Which lines below contain the word "withParameters"? Copy each of them.

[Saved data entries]
^^^^^^^^^^^^^^^^

PR #117, opened 2024-08-19
Evaluations schema

csansoon:
Initial schema for evaluations.

### DIFF
--- a/packages/core/drizzle/0030_evaluations_schema.sql
+++ b/packages/core/drizzle/0030_evaluations_schema.sql
@@ -1,0 +1,81 @@
+CREATE TABLE IF NOT EXISTS "latitude"."evaluations" (
+	"id" bigserial PRIMARY KEY NOT NULL,
+	"name" varchar(256) NOT NULL,
+	"description" text NOT NULL,
+	"prompt" text NOT NULL,
+	"workspace_id" bigint NOT NULL,
+	"template_id" bigint,
+	"created_at" timestamp DEFAULT now() NOT NULL,
+	"updated_at" timestamp DEFAULT now() NOT NULL
+);
+--> statement-breakpoint
+CREATE TABLE IF NOT EXISTS "latitude"."connected_evaluations" (
+	"id" bigserial PRIMARY KEY NOT NULL,
+	"document_uuid" uuid NOT NULL,
+	"evaluation_id" bigint NOT NULL,
+	"created_at" timestamp DEFAULT now() NOT NULL,
+	"updated_at" timestamp DEFAULT now() NOT NULL,
+	CONSTRAINT "connected_evaluations_unique" UNIQUE("document_uuid","evaluation_id")
+);
+--> statement-breakpoint
+CREATE TABLE IF NOT EXISTS "latitude"."evaluation_results" (
+	"id" bigserial PRIMARY KEY NOT NULL,
+	"evaluation_id" bigint NOT NULL,
+	"document_log_id" bigint NOT NULL,
+	"provider_log_id" bigint NOT NULL,
+	"result" text NOT NULL,
+	"created_at" timestamp DEFAULT now() NOT NULL,
+	"updated_at" timestamp DEFAULT now() NOT NULL
+);
+--> statement-breakpoint
+CREATE TABLE IF NOT EXISTS "latitude"."evaluations_templates" (
+	"id" bigserial PRIMARY KEY NOT NULL,
+	"name" varchar(256) NOT NULL,
+	"description" text NOT NULL,
+	"prompt" text NOT NULL,
+	"created_at" timestamp DEFAULT now() NOT NULL,
+	"updated_at" timestamp DEFAULT now() NOT NULL
+);
+--> statement-breakpoint
+DO $$ BEGIN
+ ALTER TABLE "latitude"."evaluations" ADD CONSTRAINT "evaluations_workspace_id_workspaces_id_fk" FOREIGN KEY ("workspace_id") REFERENCES "latitude"."workspaces"("id") ON DELETE cascade ON UPDATE no action;
+EXCEPTION
+ WHEN duplicate_object THEN null;
+END $$;
+--> statement-breakpoint
+DO $$ BEGIN
+ ALTER TABLE "latitude"."evaluations" ADD CONSTRAINT "evaluations_template_id_evaluations_templates_id_fk" FOREIGN KEY ("template_id") REFERENCES "latitude"."evaluations_templates"("id") ON DELETE no action ON UPDATE no action;
+EXCEPTION
+ WHEN duplicate_object THEN null;
+END $$;
+--> statement-breakpoint
+DO $$ BEGIN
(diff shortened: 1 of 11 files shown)


packages/core/src/schema/models/evaluations.ts
```diff
@@ -0,0 +1,29 @@
...
+    prompt: text('prompt').notNull(),
+    workspaceId: bigint('workspace_id', { mode: 'number' })
+      .notNull()
+      .references(() => workspaces.id, { onDelete: 'cascade' }),
+    ...timestamps(),
+  },
+  (table) => ({
+    evaluationWorkspaceIdx: index('workspace_idx').on(table.workspaceId),
+  }),
+)
```
csansoon, line 22: **Evaluations** — The evaluations defined in the workspace.

`prompt` – Here's where the evaluation document is stored. Not sure if we should let the user define this directly or help them in some way. Also, should this be editable afterwards?

packages/core/src/schema/models/connectedEvaluations.ts
```diff
@@ -0,0 +1,38 @@
...
+      .notNull()
+      .references(() => evaluations.id),
+    ...timestamps(),
+  },
+  (table) => ({
+    connectedEvaluationsPk: primaryKey({
+      columns: [table.evaluationId, table.documentUuid],
+    }),
+  }),
+)
```
csansoon, line 24: **Connected evaluations** — Relation between a document and an evaluation. Defines which evaluations are connected to which documents, independently of document's version.

Not much to say here. The `documentUuid` foreign key may not be possible since it is not a primary key from the `documentVersion` table

packages/core/src/schema/models/evaluations.ts
andresgutgon: Questions for #product

packages/core/src/schema/models/evaluationResults.ts
```diff
@@ -0,0 +1,51 @@
...
+  (table) => ({
+    evaluationIdx: index('evaluation_idx').on(table.evaluationId),
+    evaluationResultDocumentLogIdx: index('document_log_idx').on(
+      table.documentLogId,
+    ),
+    evaluationResultProviderLogIdx: index('provider_log_idx').on(
+      table.providerLogId,
+    ),
+  }),
+)
```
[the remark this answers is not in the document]
andresgutgon: Yes, I am not sure if adding different types of result fields (boolean, numeric, text,...) or even different results table or maybe not maybe a unique text field as you have here is enough 

🧠 Think what we miss if we have every kind of possible result store as text

packages/core/src/schema/models/connectedEvaluations.ts
geclos: Add id primary key to the table. I know you have the compound pk but having a dedicated autoincremental column facilitates working with the table directly when running data migrations, debugging prod db issues, etc..

geclos: Add also indexes for document uuid and relation is columns

packages/core/src/schema/models/evaluationResults.ts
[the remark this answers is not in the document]
csansoon: Talked with product. We're going to store only text for now. We're not going to perform aggregations other than group counts, so that's fine. Will have to revisit this in the future though.

packages/core/src/schema/models/connectedEvaluations.ts
csansoon: hmm, I'll add it, but I don't actually see the need for it. What advantages does it have over the composed pk?

packages/core/src/schema/models/evaluations.ts
csansoon: Talked with product. We may want to add version control in the future, but not for now. This will just be a `prompt` field, and can be modified after its creation.

packages/core/src/schema/models/evaluationResults.ts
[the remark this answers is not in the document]
geclos: Hmm I think it's fine for now? My only concern is other types of evaluations that do not involve prompting an llm for evaluation results (like user submitted evaluations) which suggest a polymorphic approach instead. Bring it up with product to see if this is something we wanna support in the short to mid term and if so then I would consider using polymorphism from the get go.

packages/core/src/schema/models/connectedEvaluations.ts
geclos: When working with tables directly, it is much easier to work with a single colum id number than having to work with two columns ids to find stuff. I know it seems a small thing but it becomes a pita when you are debugging production issues for a user for a whole day.

packages/core/src/schema/index.ts
```diff
@@ -17,3 +17,8 @@ export * from './models/providerApiKeys'
 // Log tables
 export * from './models/documentLogs'
 export * from './models/providerLogs'
+
+// Evaluations tables
+export * from './models/evaluations'
+export * from './models/connectedEvaluations'
+export * from './models/evaluationResults'
```
andresgutgon, line 24: Remember export types

packages/core/src/schema/models/evaluationResults.ts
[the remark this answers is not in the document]
csansoon: Talked with product. Not something we're going to be adding in short/mid-term. All evaluations will be performed with LLMs for now, even dumber ones.

packages/core/src/schema/index.ts
csansoon: True!

packages/core/drizzle/0030_evaluations_schema.sql
csansoon, line 1:
```
pnpm db:generate --name "custom_name"
```
May help organizing :)

packages/core/src/schema/models/connectedEvaluations.ts
```diff
@@ -0,0 +1,44 @@
...
+
+import { documentVersions, latitudeSchema } from '..'
+import { timestamps } from '../schemaHelpers'
+import { evaluations } from './evaluations'
+
+export const connectedEvaluations = latitudeSchema.table(
+  'connected_evaluations',
+  {
+    id: bigserial('id', { mode: 'number' }).notNull().primaryKey(),
+    documentUuid: uuid('document_uuid').notNull(),
```
csansoon, line 12: Had to remove the foreign key from `documentUuid`, as it is not a unique/pk field in the referenced table.

packages/core/src/schema/models/evaluationTemplates.ts
```diff
@@ -0,0 +1,15 @@
...
+
+export const evaluationTemplates = latitudeSchema.table(
+  'evaluations_templates',
+  {
+    id: bigserial('id', { mode: 'number' }).notNull().primaryKey(),
+    name: varchar('name', { length: 256 }).notNull(),
+    description: text('description').notNull(),
+    prompt: text('prompt').notNull(),
+    ...timestamps(),
+  },
```
csansoon, line 14: **Evaluation Templates** — Library of our predefined evaluation templates. Users can either create a new evaluation from scratch, or just select one from our library.

andresgutgon: How do we track template changes over time? Should we have template versions? 

(I'm joking just wanted to annoy you)

andresgutgon (approved):
I think is fine.

PR #119, opened 2024-08-19
Create new evaluations - core

csansoon:
Added basic services, factories and tests for the creation of Evaluations and Evaluation Results.


packages/core/src/services/evaluations/importTemplate.ts
```diff
@@ -0,0 +1,33 @@
...
+type Props = {
+  workspace: Partial<Workspace>
+  templateId: number
+}
+export async function importEvaluationTemplate(
+  { workspace, templateId }: Props,
+  db = database,
+) {
+  const templateResult = await findEvaluationTemplateById(templateId)
+  if (!templateResult.ok) return templateResult
```
andresgutgon, line 16: We usually use `result.error` more clear without negation

PR #121, opened 2024-08-20
Create evaluations UI

csansoon:
UI for creating new evaluations. Managing, modifying and testing evaluations will be a different PR.

https://github.com/user-attachments/assets/0cb4a460-16fb-4442-8320-0b8e7b37d513


packages/core/src/schema/models/evaluationTemplates.ts
```diff
@@ -9,6 +9,7 @@ export const evaluationTemplates = latitudeSchema.table(
     id: bigserial('id', { mode: 'number' }).notNull().primaryKey(),
     name: varchar('name', { length: 256 }).notNull(),
     description: text('description').notNull(),
+    category: varchar('category', { length: 256 }).notNull(),
```
andresgutgon, line 12: Are we sure we don't want to have some categories table to make filters easier?

csansoon: Could do, but that would add `JOIN` statements to the selects. I do like it more as foreign keys, but I'm not sure if we really do care about it, given that it affects (little) to the query performance.

andresgutgon: I mean unstructured category not sure if it's that helpful. Also how is category loaded? Maybe is not necessary on evaluation detail or can be loaded lazy

And lastly if in the future we want to to have multiple categories it would be easier if this is already a table

csansoon: 👌

PR #122, opened 2024-08-21
Implement deploy of gateway API and Redis Workers apps 

andresgutgon:
# What?
In this PR we setup the Dockerfiles for building the nodejs images of these 2 apps that were missing in fly for testing e2e all the flow of creating prompts and running the AI

### TODO
- [x] Pass gateway host and port configuration to `apps/web` to use SDK
- [x] Fix `@latitude-data/compiler` build.
- [x] Implement Dockerfile for `apps/gateway`
- [x] Implement `Dockerfile` for `apps/workers` (The jobs server)
- [x] QA `apps/gateway` with their `docker/run-production.sh`
- [x] QA `apps/workers` with their `docker/run-production.sh`
~~- [ ] Implement fly deploy for `apps/gateway`~~
~~- [ ] Implement fly deploy for `packages/workers`~~

## About monorepo dependencies
Why the `*` in the package's version in all the internal packages [this one](https://www.reddit.com/r/webdev/comments/146rzbh/monorepo_dependency_management_pnpm_turborepo/) and [this one](https://dev.to/adamgoth/understanding-package-dependencies-within-a-pnpm-monorepo-19ge)


apps/gateway/src/common/env.ts
```diff
@@ -1,5 +1,3 @@
-import '@latitude-data/env'
```
andresgutgon, line 1: We don't need this package for now here

packages/core/src/services/documents/recomputeChanges/getHeadDocumentsAndDraftDocuments.ts
```diff
@@ -0,0 +1,81 @@
...
+}
+
+async function getDocumentsAtCommit(
+  { commit, workspaceId }: { commit: Commit; workspaceId: number },
+  tx = database,
+) {
+  const projectResult = await getProjectFromCommit({ commit, workspaceId }, tx)
+  if (projectResult.error) return projectResult
+
+  const commitsScope = buildCommitsScope(workspaceId, tx)
```
andresgutgon, line 37: Decouple commits scope from CommitsRepository. 
This file is used inside `recomputeChanges` that is used in `CommitsRepository` resulting in Circular dependency warnings in Rollup ♻️

apps/gateway/docker/Dockerfile
```diff
@@ -0,0 +1,76 @@
...
+  --frozen-lockfile \
+  --filter "@latitude-data/gateway..."
+
+RUN --mount=type=cache,id=pnpm,target=/pnpm/store \
+  BUILDING_CONTAINER=true \
+  pnpm turbo build --filter='@latitude-data/gateway...'
+
+FROM builder AS prod-deps
+WORKDIR /app
+# pnpm deploy: https://pnpm.io/cli/deploy
```
andresgutgon, line 42: This is awesome

apps/gateway/package.json
```diff
@@ -1,33 +1,38 @@
 {
   "name": "@latitude-data/gateway",
-  "type": "module",
+  "version": "1.0.0",
+  "description": "Gateway for Latitude Data",
+  "private": true,
   "scripts": {
-    "build": "tsc --build tsconfig.prod.json --verbose",
+    "build": "tsup --config tsup.config.ts",
```
andresgutgon, line 7: `tsup` is a real bundler that allow us to transpile internal packages and mark the rest as externals

package.json
```diff
@@ -29,7 +29,30 @@
...
+    "zod": "^3.23.8",
+    "acorn": "^8.9.0",
+    "code-red": "^1.0.3",
+    "locate-character": "^3.0.0",
+    "yaml": "^2.4.5",
+    "dotenv": "^16.4.5",
+    "bullmq": "^5.8.3",
+    "ioredis": "^5.4.1",
+    "zod": "^3.23.8",
+    "@faker-js/faker": "^8.4.1"
```
andresgutgon, line 55: We treat root package.json like a monolitic Rails app `Gemfile`. I think this can work. Explained in the PR description

packages/core/package.json
```diff
@@ -22,32 +22,36 @@
...
+    "lodash-es": "*",
+    "uuid": "*",
+    "zod": "*"
   },
   "devDependencies": {
     "@faker-js/faker": "^8.4.1",
     "@latitude-data/eslint-config": "workspace:*",
     "@latitude-data/typescript-config": "workspace:*",
+    "@rollup/plugin-alias": "^5.1.0",
+    "@rollup/plugin-typescript": "^11.1.6",
```
andresgutgon, line 46: Undo this. I think is not needed

packages/core/rollup.config.mjs
andresgutgon, line 1: Undo this I think is not needed because core is an internal package that's build by the `apps/*`

packages/core/src/repositories/commitsRepository/index.ts
```diff
@@ -1,22 +1,19 @@
...
   ModifiedDocumentType,
 } from '$core/constants'
-import { NotFoundError, Result } from '$core/lib'
-import { commits, projects } from '$core/schema'
-import { recomputeChanges, RecomputedChanges } from '$core/services'
-import { assertCommitIsDraft } from '$core/services/documents/utils'
+import { InferedReturnType, NotFoundError, Result } from '$core/lib'
+import { assertCommitIsDraft } from '$core/lib/assertCommitIsDraft'
+import { buildCommitsScope } from '$core/repositories/commitsRepository/utils/buildCommitsScope'
+import { getHeadCommitForProject } from '$core/repositories/commitsRepository/utils/getHeadCommit'
```
andresgutgon, line 11: These changes were done because when doing the rollup it complained about circular dependencies. Although I don't need to do the build of core I would keep these changes because at the end I managed to generate a clean rollup build without Circular dependencies warnings.

packages/core/src/repositories/commitsRepository/index.ts
```diff
@@ -38,7 +35,7 @@ function filterByStatusQuery({
   status,
 }: {
   status: CommitStatus
-  scope: typeof CommitsRepository.prototype.scope
+  scope: InferedReturnType<typeof buildCommitsScope>
```
andresgutgon, line 38: Infer return of a function. Very handy in this case so we can type scopes

packages/core/src/schema/models/commits.ts
```diff
@@ -44,14 +46,3 @@ export const commits = latitudeSchema.table(
...
-export const commitRelations = relations(commits, ({ one }) => ({
-  project: one(projects, {
-    fields: [commits.projectId],
-    references: [projects.id],
-  }),
-  user: one(users, {
-    fields: [commits.userId],
-    references: [users.id],
-  }),
-}))
```
andresgutgon, line 57: Circular dependencies solved by moving all relations to one file

packages/core/src/services/ai/estimateCost/index.ts
```diff
@@ -1,4 +1,4 @@
-import { Providers } from '@latitude-data/core'
```
andresgutgon, line 1: 🙏 Let's try not to use package name inside the same package

packages/core/src/services/documentLogs/create.ts
```diff
@@ -1,10 +1,7 @@
-import {
-  database,
-  documentLogs,
-  Result,
-  Transaction,
-} from '@latitude-data/core'
```
andresgutgon, line 6: Same core inside core ⛔

packages/jobs/src/queues/index.ts
```diff
@@ -34,7 +34,11 @@ function setupQueue({
         params: JobDefinition[typeof name][typeof jobName]['data'],
         options?: JobsOptions,
       ) => {
-        return queue.add(jobName, params, options)
+        try {
+          queue.add(jobName, params, options)
+        } catch (e) {
+          console.error('ERROR', e)
+        }
```
andresgutgon, line 41: ⚠️ Undo. Is to check something

packages/jobs/src/job-definitions/providerLogs/createJob.ts
```diff
@@ -6,5 +6,6 @@ export type CreateProviderLogJobData = CreateProviderLogProps
 export const createProviderLogJob = async (
   job: Job<CreateProviderLogJobData>,
 ) => {
+  console.log('createProviderLogJob', job.data)
```
andresgutgon, line 9: 🔥

packages/jobs/src/job-definitions/documentLogs/createJob.ts
```diff
@@ -6,5 +6,6 @@ export type CreateDocumentLogJobData = CreateDocumentLogProps
 export const createDocumentLogJob = async (
   job: Job<CreateDocumentLogJobData>,
 ) => {
+  console.log('createDocumentLogJob', job.data)
```
andresgutgon, line 9: 🔥

apps/gateway/docker/Dockerfile
```diff
@@ -0,0 +1,76 @@
...
+ARG HOSTNAME="0.0.0.0"
+ENV HOSTNAME $HOSTNAME
+
+ENV NODE_ENV=production
+
+EXPOSE 8787
+
+# Bcrypt is not compiled for some reason
+# https://github.com/kelektiv/node.bcrypt.js/issues/800
+RUN  npm rebuild bcrypt
```
andresgutgon, line 74: @geclos if you want feel free to look into this

packages/core/src/repositories/commitsRepository/index.ts
geclos: hmm I usually use ReturnType, not sure what's the diff

packages/core/src/services/ai/estimateCost/index.ts
geclos: it all depends on the order of path alias declarations in the tsconfig file. If "@latitude-data/core" path alias is ever declared before "core/*", then the lsp will suggest the first match it finds which is in "@latitude-data/core", changing the path alias declaration order fixes the issue but it's very brittle.

apps/gateway/docker/Dockerfile
geclos: replaced bcrypt with argon2 which is more modern and supports typescript types out of the box

PR #123, opened 2024-08-22
Evaluations editor

csansoon:
<details>
  <summary>Look at this really cool dashboard (click here)</summary>
  image
</details>


packages/compiler/src/compiler/readMetadata.ts
```diff
@@ -64,20 +65,25 @@ export class ReadMetadata {
   constructor({
     document,
     referenceFn,
+    withParameters,
   }: {
     document: Document
     referenceFn?: ReferencePromptFn
-    configSchema?: object
+    withParameters?: string[]
   }) {
```
csansoon, line 73: `ReadMetadata` now accepts a `withParameters` optional prop.
When it is not defined, all variables that are being used in the code but have not been defined will be included in the returned metadata as `parameters`.
When defined, only variables included in this array can be used in the code. If a variable is used but was not previously defined and is not included in the array, an error is added to the returned metadata.

packages/core/src/services/evaluations/compiler/index.ts
```diff
@@ -0,0 +1,43 @@
...
+
+export async function readMetadataFromEvaluation(
+  evaluation: Evaluation,
+): Promise<TypedResult<ConversationMetadata, LatitudeError>> {
+  const metadata = await readMetadata({
+    prompt: evaluation.prompt,
+    withParameters: Object.keys(PARAMETERS_FROM_LOG),
+  })
+  return Result.ok(metadata)
+}
```
csansoon, line 41: New `readMetadataFromEvaluation` and `buildEvaluationChain` methods have been created to compile using only the log's data as parameters. Which data from the log is used and how to extract it from it is defined in `PARAMETERS_FROM_LOG`

packages/core/src/services/evaluations/compiler/constants.ts
```diff
@@ -0,0 +1,20 @@
...
+    const assistantMessage = {
+      role: MessageRole.assistant,
+      content: providerLog.responseText,
+      toolCalls: providerLog.toolCalls,
+    } as AssistantMessage
+    return [...providerLog.messages, assistantMessage]
+  },
+  response: ({ providerLog }: { providerLog: ProviderLog }) =>
+    providerLog.responseText,
+}
```
csansoon, line 20: `PARAMETERS_FROM_LOGS` currently contains only two parameters: `messages` and `response`.

This means that using any other variable name as if it was a parameter will result in an error.
(Of course, the user can still define their own variables within the code and use it later)

apps/web/src/app/(private)/evaluations/[evaluationUuid]/editor/_components/EvaluationEditor/Editor/index.tsx
```diff
@@ -0,0 +1,108 @@
...
+    setValue(value)
+    debouncedSave(value)
+  }, [])
+
+  useEffect(() => {
+    readMetadata({
+      prompt: value,
+      withParameters: Object.keys(PARAMETERS_FROM_LOG),
+    }).then(setMetadata)
+  }, [value])
```
Comment (csansoon) [inline apps/web/src/app/(private)/evaluations/[evaluationUuid]/editor/_components/EvaluationEditor/Editor/index.tsx:66]: Currently, the Evaluation Editor is using `PARAMETERS_FROM_LOG` directly instead of the premade `readMetadataFromEvaluation` function. This is because this must be run directly from the browser, instead of being a service.

The compiling should be done in the server, though, as it will require running the AI.

packages/core/src/schema/models/evaluations.ts
```diff
@@ -20,25 +24,24 @@ export const evaluations = latitudeSchema.table(
...
     description: text('description').notNull(),
-    prompt: text('prompt').notNull(),
     workspaceId: bigint('workspace_id', { mode: 'number' })
       .notNull()
       .references(() => workspaces.id, { onDelete: 'cascade' }),
-    templateId: bigint('template_id', { mode: 'number' }).references(
-      () => evaluationTemplates.id,
-    ),
+    metadataId: bigint('metadata_id', { mode: 'number' }).notNull(),
+    metadataType: metadataTypesEnum('metadata_type').notNull(),
```
geclos, line 31: I've implemented the polymorphic pointer approach before things get too crazy

packages/core/src/repositories/evaluationsRepository.ts
```diff
@@ -1,25 +1,48 @@
...
+      'metadata_metadata_id',
+    ),
+    ...omit(getTableColumns(llmAsJudgeEvaluationMetadatas), [
+      'id',
+      'metadataType',
+      'createdAt',
+      'updatedAt',
+    ]),
+  },
+}
```
geclos, line 23: since we will always want the metadata with the evaluation i've opted for including it in the scope return value so you can always do `evaluation.metadata` bonus point:  it will force u to use the repository which will enforce tenancy as a nice side effect

packages/core/src/services/evaluations/update.ts
```diff
@@ -0,0 +1,41 @@
...
+    description,
+    metadata = {},
+  }: {
+    evaluation: EvaluationDto
+    name?: string
+    description?: string
+    metadata: Record<string, unknown>
+  },
+  trx = database,
+) {
```
geclos, line 22: @csansoon never pass ids to services that write to db, always full models. The reason is to force the consumer to use repositories and thus enforce tenancy.

apps/web/src/actions/evaluations/create.ts
```diff
@@ -11,7 +12,15 @@ export const createEvaluationAction = authProcedure
...
-      prompt: z.string().optional(),
+      type: z
+        .nativeEnum(EvaluationMetadataType)
+        .optional()
+        .default(EvaluationMetadataType.LlmAsJudge),
+      metadata: z
+        .object({
+          prompt: z.string(),
+        })
+        .optional(),
```
geclos, line 23: from the FE pov evaluations always come with their metadata included, the FE should never have to deal with metadata tables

^^^^^^^^^^^^^^^^

## Your response
+    withParameters,
+    withParameters?: string[]
csansoon, line 73: `ReadMetadata` now accepts a `withParameters` optional prop.
+    withParameters: Object.keys(PARAMETERS_FROM_LOG),
+      withParameters: Object.keys(PARAMETERS_FROM_LOG),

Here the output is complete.